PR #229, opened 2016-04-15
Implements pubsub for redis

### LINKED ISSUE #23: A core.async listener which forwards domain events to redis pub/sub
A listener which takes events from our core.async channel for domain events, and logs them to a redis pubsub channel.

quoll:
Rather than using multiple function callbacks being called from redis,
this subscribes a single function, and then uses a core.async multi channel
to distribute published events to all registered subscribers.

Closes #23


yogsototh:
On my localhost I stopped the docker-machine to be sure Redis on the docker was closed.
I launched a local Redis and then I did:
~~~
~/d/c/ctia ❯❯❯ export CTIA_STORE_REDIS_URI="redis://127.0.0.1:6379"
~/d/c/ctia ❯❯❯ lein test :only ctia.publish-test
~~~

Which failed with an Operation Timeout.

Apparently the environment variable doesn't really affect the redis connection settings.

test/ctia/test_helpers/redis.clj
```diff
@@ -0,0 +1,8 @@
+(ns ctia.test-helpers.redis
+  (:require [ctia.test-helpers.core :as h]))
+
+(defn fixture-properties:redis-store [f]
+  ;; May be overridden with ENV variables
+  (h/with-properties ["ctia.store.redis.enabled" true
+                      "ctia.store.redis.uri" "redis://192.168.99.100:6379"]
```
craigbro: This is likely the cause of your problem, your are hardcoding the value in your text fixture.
---
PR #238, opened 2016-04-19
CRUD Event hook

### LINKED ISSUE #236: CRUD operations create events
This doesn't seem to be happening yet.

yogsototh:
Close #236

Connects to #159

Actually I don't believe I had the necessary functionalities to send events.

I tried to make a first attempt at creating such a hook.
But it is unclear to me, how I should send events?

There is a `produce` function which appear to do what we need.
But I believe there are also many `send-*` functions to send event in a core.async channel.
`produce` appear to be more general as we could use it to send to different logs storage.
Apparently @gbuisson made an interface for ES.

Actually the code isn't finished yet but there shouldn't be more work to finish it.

:: PROBLEM DESCRIPTION ::
For this task, write out exactly the lines of the entries above, starting at the line with "PR #229, opened 2016-04-15" and ending at the line with "Which failed with an Operation Timeout.", both included, and no others.

:: WRITTEN REPLY ::
PR #229, opened 2016-04-15
Implements pubsub for redis

### LINKED ISSUE #23: A core.async listener which forwards domain events to redis pub/sub
A listener which takes events from our core.async channel for domain events, and logs them to a redis pubsub channel.

quoll:
Rather than using multiple function callbacks being called from redis,
this subscribes a single function, and then uses a core.async multi channel
to distribute published events to all registered subscribers.

Closes #23


yogsototh:
On my localhost I stopped the docker-machine to be sure Redis on the docker was closed.
I launched a local Redis and then I did:
~~~
~/d/c/ctia ❯❯❯ export CTIA_STORE_REDIS_URI="redis://127.0.0.1:6379"
~/d/c/ctia ❯❯❯ lein test :only ctia.publish-test
~~~

Which failed with an Operation Timeout.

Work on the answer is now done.